• Sam Bankman-Fried was released on a $250 million bond, but he didn’t pay any of it in cash.
• The bond was acquired through collateral, which would be forfeit if Bankman-Fried fails to appear in court.
• Former SEC Enforcement Branch Chief Lisa Bragança discussed the latest legal developments.

Sam Bankman-Fried, founder of FTX, walked out of federal court a free man on Thursday after posting a record-breaking $250 million bond. Reports say that the bond was the largest ever pretrial bond, but the truth is far less than meets the eye. Assistant U.S. Attorney Nicholas Roos described it as a “gargantuan bond.”

Typically, a bail bondsman would charge between 10%-15% of the bond amount, in cash, to issue a surety bond or “bail bond.” In this case, 15% of $250 million would be $37.5 million, but Bankman-Fried did not pay any of that. Instead, he put up collateral in the same amount of the bond, and if he fails to appear in court, that collateral is forfeit to the court.

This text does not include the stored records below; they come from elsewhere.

PR #501, opened 2020-04-28
Refs #29541: Use Facter 4

ehelms:
Facter 3 from gem does not install easily on system as it has a
lot of build dependencies.


ekohl (changes requested):
This shouldn't be needed. Facter 3 is still ok to use and Puppet 5 hard requires `Facter < 4` so it would be impossible to install that combination anyway.

ehelms:
Then let's just drop from source testing like we did here in PR testing - https://github.com/theforeman/foreman-infra/pull/1351

PR #504, opened 2020-05-14
Add pulpcore data reset feature

ianballou:
The `docroot` directory stores all of the pulpcore content as artifacts.  This should happen only after a pulp database reset, which seems to be the case.

Questions: 
Is the `app_value(:clear_pulpcore_content)` okay? I'm not sure where it comes from, perhaps as a command line argument?

### DIFF
--- a/katello/hooks/pre/11-clear_pulpcore_data_feature.rb
+++ b/katello/hooks/pre/11-clear_pulpcore_data_feature.rb
@@ -1,0 +1,12 @@
+# See bottom of the script for the command that kicks off the script
+
+def clear_pulpcore_content
+  if File.directory?('/var/lib/pulp/docroot')
+    FileUtils.rm_rf(Dir.glob("/var/lib/pulp/docroot/*"))
+    logger.info 'Pulpcore content successfully removed.'
+  else
+    logger.warn 'Pulpcore content directory not present at \'/var/lib/pulp/docroot\''
+  end
+end
+
+clear_pulpcore_content if app_value(:clear_pulpcore_content) && !app_value(:noop) && module_enabled?('foreman_proxy_content')
--- a/katello/hooks/boot/11-clear_pulpcore_data_hook.rb
+++ b/katello/hooks/boot/11-clear_pulpcore_data_hook.rb
@@ -1,0 +1,7 @@
+# Add reset option
+app_option(
+  '--clear-pulpcore-content',
+  :flag,
+  'This option will clear all Pulpcore content from disk located in \'/var/lib/pulp/docroot/\'.',
+  :default => false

After his release, Bankman-Fried has arrived at his parents’ home in Palo Alto, California, where he will remain under house arrest while awaiting his federal trial on multiple charges of fraud. Former SEC Enforcement Branch Chief and Bragança Law Attorney Lisa Bragança spoke on the legal developments, including the unprecedented bond.

The news of Bankman-Fried’s bond has made waves, with many speculating about the details of the bond and what it means for the case. Bankman-Fried has yet to enter a plea in the case, but whatever the outcome, his release on the $250 million bond signifies a significant development in the court proceedings. Time will tell what effect this massive bond will have on the case, but for now, it is clear that Bankman-Fried is out of jail and awaits his trial from the comfort of his home.